Der erste Eindruck täuscht schon etwas. Die Technium läuft schon etwas "satter" und macht nen solideren Eindruck. Mittlerweile fisch ich die Daiwa aber fast bisschen lieber. Vor allem hat sie einen Gewichtsvorteil, dazu ein etwas besseres Wickelbid. Zweifel an der Dauerhaltbarkeit hab ich mittlerweile nicht mehr. Hatte aber kürzlich ne neue exceller in der Hand, die nicht mehr den wrtigen Eindruck machte. Meine kam vor eineinhalb Jahren direkt von der Messe.


----------



## SebastianHH (9. Dezember 2007)

*AW: Daiwa Exceller Plus oder neue Shimano Technium FB ??*

So da bin ich wieder. Ich konnte meine neue Technium leider nur bei uns am Vereinssee testen. Wollte Eigentlich an die Elbe zum Drop Shoten. Leider hatte ich es zeitlich nicht geschaft. Also hatte ich sie nur ca. zwei Std. in gebrauch. Außer einem Bis auf meinen Gufi, war nichts los. Ich muss sagen die Köder lassen sich wesentlich weiter Werfen als mit der alten Rolle. Die Rolle ist laufruhig und eiert kein bischen im Gebrauch. Ist eine geile Rolle. Für das Geld, meiner Meinung, das beste auf´m Markt. Kann ich nur emfehlen. 
Fahre nächste Woche an die Elbe. Kann dann hoffentlich von ein paar Drills erzählen.

MfG


----------



## climber (9. Dezember 2007)

*AW: Daiwa Exceller Plus oder neue Shimano Technium FB ??*

Danke schön. #h
Ich hoffe du kannst demnächst noch was berichten.

ciao Simon


----------



## pêcheur67 (10. Dezember 2007)

*AW: Daiwa Exceller Plus oder neue Shimano Technium FB ??*



climber schrieb:


> Die Frage ist nur, ob die neue Technium genauso gut ist wie die alte? ;+
> Sind die Leute wirklich bei euch so heiß auf die neue?
> Es gibt schon Händler, die bei der neuen den Preis nach unten korrigiert haben.
> 
> ciao climber


 
Kommt sicher darauf an ob der Shop noch das alte Modell da hat. Dieses geht ja teilweise zu extrem günstigen Preisen weg. wenn da das neue Modell daneben liegt wirds wohl schwer solange die neue zu verkaufen. 
Mein Händler hat keine alten mehr.
Wenn das neue Modell schlechter als das alte wäre, würde ich mich ernsthaft fragen müssen, ob Shimano wirklich der richtige Hersteller für "meine" Rolle ist.|rolleyes


----------



## Nordlichtangler (10. Dezember 2007)

*AW: Daiwa Exceller Plus oder neue Shimano Technium FB ??*



pêcheur67 schrieb:


> Wenn das neue Modell schlechter als das alte wäre, würde ich mich ernsthaft fragen müssen, ob Shimano wirklich der richtige Hersteller für "meine" Rolle ist.|rolleyes


Abwarten. Sagen wird das keiner, schon gar nicht der Hersteller, erst die Zeit und Erfahrungen werden es ans Tageslicht bringen.
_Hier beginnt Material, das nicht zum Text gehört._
PR #1080, opened 2018-01-12
More transaction notification refactoring

alexlyp:
In lieu of us forcing the daemon to be synced before proceeding (and upcoming SPV), I've removed all syncness checking in the transaction notification data processing.

The hope after merging this PR is to decouple new block connecting with updating all balances.  We should only have to update balances for a given account when a transaction from is observed to have been received from that account.  We can also investigate moving the getStakeInfo out from new block connects.  Roughly the same rule should be applied and only call that when a new ticket/revoke/vote is observed to have been received.


matheusd:
I just tried running this branch, but app startup gets stuck in the "Checking Wallet State" stage. Is your version working ok?

alexlyp:
Hrm actually I'm seeing that too now, I'll see what's up with it

alexlyp:
OK should be fixed now, accidentally removed grpcpport setting for wallet.

PR #1081, opened 2018-01-13
Clean up account individual updating

### LINKED ISSUE #574: Decoupling requests on successful block connect
By issuing requests when a new block notifiication hits, instances where wallet gets tons of new block connected notifications  (after a restart after a while or some other down time) and will lead to a lot of unnecessary requests being issued.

z.B. Tauglichkeitstest Nr.1 
Hardcoregufieren. 150m 15-20kg Geflecht auf ne 4000er, Spiderwire oder Powerline im 020..025, 15kg Stahlvorfach, dicken GuFi >40g drauf, mit schwerer Rute über den Boden tiefspinnen und voll durch Hänger etc. durchjagen, Geröll oder Fische einsammeln.
Wenn sie nach einer Stunde schrappelt war sie nicht besonders stabil, wenn sie nach einer viertel Stunde anfängt ist eher zuviel Weichplastik drin :q
Hält sie das einen Nachmittag durch, ist sie gut! #6


----------



## climber (10. Dezember 2007)

*AW: Daiwa Exceller Plus oder neue Shimano Technium FB ??*



pêcheur67 schrieb:


> Kommt sicher darauf an ob der Shop noch das alte Modell da hat. Dieses geht ja teilweise zu extrem günstigen Preisen weg. wenn da das neue Modell daneben liegt wirds wohl schwer solange die neue zu verkaufen.
> Mein Händler hat keine alten mehr.
> Wenn das neue Modell schlechter als das alte wäre, würde ich mich ernsthaft fragen müssen, ob Shimano wirklich der richtige Hersteller für "meine" Rolle ist.|rolleyes



Hallo,
ja mein Händler hat noch die "alte" zum Schnäpchenpreis, aber die neue ist halt noch nicht da.
Grundsätzlich hast du wahrscheinlich recht, aber schau nur mal unter der "TwinPower", wie viele schreiben, das die alte um Welten besser war.

climber


----------



## Nordlichtangler (10. Dezember 2007)

*AW: Daiwa Exceller Plus oder neue Shimano Technium FB ??*



climber schrieb:


> Grundsätzlich hast du wahrscheinlich recht, aber schau nur mal unter der "TwinPower", wie viele schreiben, das die alte um Welten besser war.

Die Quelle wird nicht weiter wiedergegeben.